***** Study material

PR #1072, opened 2025-07-22
Add GraalVM native image support

bplatz:
## Summary

This PR adds support for building GraalVM native images from Fluree DB, enabling ahead-of-time compilation for applications that depend on fluree/db.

**********

What lines in the records contain the word "native"? Return each one.

◆ Result of the task:
Add GraalVM native image support
This PR adds support for building GraalVM native images from Fluree DB, enabling ahead-of-time compilation for applications that depend on fluree/db.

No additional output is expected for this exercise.